A transformer model is a neural network that learns context and thus meaning by tracking relationships in sequential data like the words in this sentence.
Transformer models apply an evolving set of mathematical techniques, called attention or self-attention, to detect subtle ways even distant data elements in a series influence and depend on each other.
First described in 2017 from Google, transformers are among the newest and one of the most powerful classes of models invented to date. They’re driving a wave of advances in machine learning some have dubbed transformer AI.
Stanford researchers called transformers “foundation models” because they see them driving a paradigm shift in AI. The “sheer scale and scope of foundation models over the last few years have stretched our imagination of what is possible,” they wrote.
Transformers are translating text and speech in near real-time, they’re helping researchers understand the chains of genes in DNA and amino acids in proteins in ways that can speed drug design.
Transformers can detect trends and anomalies to prevent fraud, streamline manufacturing, make online recommendations or improve healthcare. People use transformers every time they search on Google or Microsoft Bing.
Any application using sequential text, image or video data is a candidate for transformer models.
That enables these models to ride a virtuous cycle in transformer AI. Created with large datasets, transformers make accurate predictions that drive their wider use, generating more data that can be used to create even better models.
Transformers are in many cases replacing convolutional and recurrent neural networks (CNNs and RNNs), the most popular types of deep learning models just five years ago.
No Labels, More Performance
Before transformers arrived, users had to train neural networks with large, labeled datasets that were costly and time-consuming to produce. By finding patterns between elements mathematically, transformers eliminate that need, making available the trillions of images and petabytes of text data on the web and in corporate databases.
In addition, the math that transformers use lends itself to parallel processing, so these models can run fast.
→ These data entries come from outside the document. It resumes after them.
PR #173, opened 2026-07-17
Add Kimi Code as a third engine (ACP-driven)

CNSeniorious000:
## Summary

Adds **Kimi Code** as a third Macaron engine alongside claude and codex, selected via `MACARON_ENGINE=kimi`. The three engines share the same SPA shell, sidebar layout, and live-reattach plumbing.

- **Server** — a Kimi runner that drives the CLI in **ACP mode** (`kimi acp`, JSON-RPC over stdio). ACP's `session/new` / `session/load` accept an `mcpServers` list, so the Macaron stdio MCP bridge (`render_ui`) is injected as a real MCP tool — surfacing on the wire as a `tool_call` titled `mcp__macaron__render_ui`, exactly the string the web layer matches for inline GenUI. Per-turn usage is summed best-effort from the session's `wire.jsonl`.
- **Config** — a `system` pass-through built-in (ambient Kimi Code login, no env overrides) plus arbitrary custom providers synthesized at spawn time via the `KIMI_MODEL_*` env family, so the user's own `~/.kimi-code/config.toml` is never rewritten.
- **Web** — a Kimi SPA (`kimi.html`) with thread view, provider picker chip, settings page, and live snapshot-then-stream reattach mirroring the codex `/live` handler.
- **Packaging** — `mkx` launcher package, plugin manifest, and start-script wiring; landing + architecture docs updated.

## Review fixes (6af131a)

An xhigh-effort review of the ACP rewrite surfaced seven findings, all fixed and verified in this branch:

| Area | Fix |
| --- | --- |
| `stream.ts` | pump now calls `onDone` on non-OK responses, so the composer clears `sending` instead of locking up |
| `health.ts` | `/api/health` reports the active kimi model, not the claude fallback |
| `kimi.ts` | resume `claimRun`s the sid → concurrent turns get `409` instead of clobbering the controller / `wire.jsonl` |
| `kimi-runner.ts` | clean aborted-before-prompt exit; emit a `tool_use` before an otherwise-orphan `tool_result` |
| `KimiSettings.tsx` / `api.ts` | drop the never-sent `detectedEndpoint` field (front/back contract drift) |
| `KimiProviderPicker.tsx` | keep the active keyless provider selectable in the controlled `<select>` |

## Test plan

- [x] `/api/health` under `MACARON_ENGINE=kimi` returns the kimi provider model (verified live)
- [x] empty-body `POST /api/kimi/threads` → `400`; pump hits the `!resp.ok` path that now fires `onDone`
- [x] `claimRun` exclusivity: first claim succeeds, concurrent same-sid claim fails, `abortRun` only aborts the owner, re-claimable after `endRun`
- [x] `server` typechecks clean
- [ ] manual: trigger a 400/404 in the UI and confirm the composer recovers
- [ ] manual: concurrent resume of one thread returns 409
- [ ] manual: end-to-end `render_ui` GenUI render against a live ACP model

### DIFF
--- a/server/src/lib/kimi-runner.ts
+++ b/server/src/lib/kimi-runner.ts
@@ -190,6 +190,12 @@ export async function* runKimi(opts: KimiRunOptions): AsyncGenerator<RunnerEvent
             const id = u.toolCallId;
             emitToolUseIfReady(id, u.title ?? undefined, (u as { rawInput?: unknown }).rawInput);
             if (u.status === 'completed' || u.status === 'failed') {
+              // Some agents carry rawInput only on rawOutput-bearing updates; if
+              // no tool_use went out yet, emit one now so the result isn't orphaned.
+              if (!toolUseEmitted.has(id)) {
+                toolUseEmitted.add(id);
+                push({ kind: 'tool_use', id, name: toolTitle.get(id) || 'tool', input: {} });
+              }
               const raw = (u as { rawOutput?: unknown }).rawOutput;
               let text = typeof raw === 'string' ? raw : raw != null ? JSON.stringify(raw) : '';
               if (!text && Array.isArray(u.content)) {
@@ -260,8 +266,12 @@ export async function* runKimi(opts: KimiRunOptions): AsyncGenerator<RunnerEvent
         push({ kind: 'session', sessionId: capturedSid });
       }
 
-      if (opts.abortController?.signal.aborted) onAbort();
-      else opts.abortController?.signal.addEventListener('abort', onAbort, { once: true });
+      if (opts.abortController?.signal.aborted) {
+        onAbort();
+        push({ kind: 'done', exitCode: -1 });
+        return;
+      }
+      opts.abortController?.signal.addEventListener('abort', onAbort, { once: true });
 
       const result = await conn.prompt({ sessionId: capturedSid, prompt: buildPromptBlocks(opts.prompt, opts.images || []) });
       const aborted = Boolean(opts.abortController?.signal.aborted) || result.stopReason === 'cancelled';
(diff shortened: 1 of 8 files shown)


CNSeniorious000:
Rebased `feat/kimi-engine` onto current `origin/main` and force-with-lease pushed `9dfe72a105d059a28b19d904223ff4defd6bb4fe`. The rebase drops the 13 Kimi commits already incorporated by `main`'s Kimi squash and preserves the final seven-fix delta; the health-route conflict keeps `main`'s provider-neutral `null` fallback while reporting a selected Kimi custom model.

Checks: `git diff --check`, shared build, server typecheck, and the full server suite (71/71) passed under Node 22.23.1 / pnpm 10.28.2. GitHub now reports `MERGEABLE`; pkg.pr.new and Vercel checks are pending. The repo-wide web typecheck remains unavailable because the current base fails in untouched vendored GenUI sources/aliases, so the changed Kimi web files still need the exact-head smoke/review follow-up.

CNSeniorious000:
Skipped this run's push because the live head advanced from `6af131a504fbb0e48ba8bc4531e10c00ae040738` to `9dfe72a105d059a28b19d904223ff4defd6bb4fe` during validation. The new head already contains the conflict resolution and GitHub reports `CLEAN` / `MERGEABLE`, so no further branch write was made.

CNSeniorious000:
Smoke passed build, server/web tests, and the available Kimi runtime checks; a live model response was blocked only by unavailable credentials. Review found resumed-turn cleanup is not owner-guarded and lacks guaranteed `finally` release, so an abnormal runner can delete a replacement claim or leave the thread stuck at 409; a Stage 3 fix and focused tests are pending.

CNSeniorious000:
Fixed the Kimi resumed-run ownership cleanup in `55240231e31b4c5e800542db1eed7ac0a88d6d1b`.

The SSE pipe now carries the claiming controller through owner-guarded, idempotent terminal/finally cleanup, including iterator settlement without `done`. Added route regressions for duplicate claims, stale finalizers racing replacement owners, and abort retention until settlement.

Checks on Node 22:
- shared typecheck: passed
- server typecheck: passed
- full server suite: 73/73 passed

CNSeniorious000:
Smoke ok | Review ok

Like most neural networks, transformer models are basically large encoder/decoder blocks that process data. Small but strategic additions to these blocks make transformers uniquely powerful. Transformers use positional encoders to tag data elements coming in and out of the network. Attention units follow these tags, calculating a kind of algebraic map of how each element relates to the others.

Attention queries are typically executed in parallel by calculating a matrix of equations in what’s called multi-headed attention. With these tools, computers can see the same patterns humans see.
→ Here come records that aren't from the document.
PR #182, opened 2026-07-21
feat: export rendered GenUI as standalone HTML

CNSeniorious000:
## What

Adds an **Export HTML** button to each rendered GenUI item in the Claude chat view. Clicking it downloads a fully self-contained `.html` file that reproduces the widget standalone — opens directly from `file://` with no network dependency.

## How

- `web/src/views/Session.tsx` — `GenuiItem` gains an export button (shown once the widget has rendered and is not streaming). It POSTs the current display code to a same-origin route and triggers a Blob download via the existing `downloadTextFile` helper.
- `server/src/routes/genui-export.ts` — new `POST /api/genui/export-html` route. It proxies the official builder (`https://genui.macaron.im/api/genui-html`, overridable via `MACARON_GENUI_EXPORT_ENDPOINT`), which SSRs the widget and inlines the display-time importmap shims + UnoCSS-generated CSS into one file.

Proxying keeps the heavy Vite + UnoCSS export pipeline out of the shipped server bundle (which carries only `server/dist`) — the same SSR path the reference `macaron-genui-demo` export uses. The official endpoint has no CORS, so a same-origin server hop is required rather than a direct browser fetch.

## Verification

- `pnpm --filter @macaron/server build` and `pnpm --filter @macaron/web build` both pass. (The web `typecheck` has 71 pre-existing `@/components/ui/*` alias errors in vendored `macaron-vendor/`, unrelated to this change and unaffected — the Vite build resolves the alias fine.)
- End-to-end against the built server: `POST /api/genui/export-html` returns `text/html`, 201 KB, **zero** external `<script src=>` and **zero** `esm.sh` references.
- The exported file opens standalone in headless chromium and renders correctly with UnoCSS utilities applied (verified `text-blue-600 font-bold p-6` on a test widget).

### DIFF
--- a/server/src/index.ts
+++ b/server/src/index.ts
@@ -38,6 +38,7 @@ import { registerCodexRoutes } from './routes/codex.js';
 import { registerKimiRoutes } from './routes/kimi.js';
 import { registerGitRoutes } from './routes/git.js';
 import { registerShareRoutes } from './routes/share.js';
+import { registerGenuiExportRoutes } from './routes/genui-export.js';
 import { registerSearchRoutes } from './routes/search.js';
 import { isSearchEnabled, syncAll } from './lib/search-index.js';
 import { registerAgentRoutes } from './routes/agents.js';
@@ -167,6 +168,7 @@ await app.register(async (instance) => {
   }
   await registerGitRoutes(instance);
   await registerShareRoutes(instance);
+  await registerGenuiExportRoutes(instance);
   await registerSearchRoutes(instance);
   await registerAgentRoutes(instance);
   await registerScheduleRoutes(instance);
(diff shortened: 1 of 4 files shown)


CNSeniorious000:
Rebased `feat/genui-html-export` onto current `main` and force-pushed with lease as `ea7a31f104e9dc82272c38b6aabc7dfdf813b909`. The `Session.tsx` conflict preserves `main`'s banner-free GenUI renderer while retaining the HTML export control; export failures now use the existing toast path.

Checks: full production build passed; server tests passed; web tests passed (70/70); server typecheck passed after building shared. The full web typecheck still reports pre-existing vendored GenUI/alias errors, but no error in the PR-touched files. GitHub now reports the PR mergeable.

CNSeniorious000:
Smoke ok | Review ok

For example, in the sentence:
She poured water from the pitcher to the cup until it was full.
We know “it” refers to the cup, while in the sentence:
She poured water from the pitcher to the cup until it was empty.
We know “it” refers to the pitcher.
“Meaning is a result of relationships between things, and self-attention is a general way of learning relationships,” said Ashish Vaswani, a former senior staff research scientist at Google Brain who led work on the seminal 2017 paper.
DeepMind, in London, advanced the understanding of proteins, the building blocks of life, using a transformer called AlphaFold2. It processed amino acid chains like text strings to set a new watermark for describing how proteins fold, work that could speed drug discovery.
AstraZeneca and NVIDIA developed MegaMolBART, a transformer tailored for drug discovery. It’s a version of the pharmaceutical company’s MolBART transformer, trained on a large, unlabeled database of chemical compounds using the NVIDIA Megatron framework for building large-scale transformer models.
Along the way, researchers found larger transformers performed better.
For example, researchers from the Rostlab at the Technical University of Munich, which helped pioneer work at the intersection of AI and biology, used natural-language processing to understand proteins. In 18 months, they graduated from using RNNs with 90 million parameters to transformer models with 567 million parameters.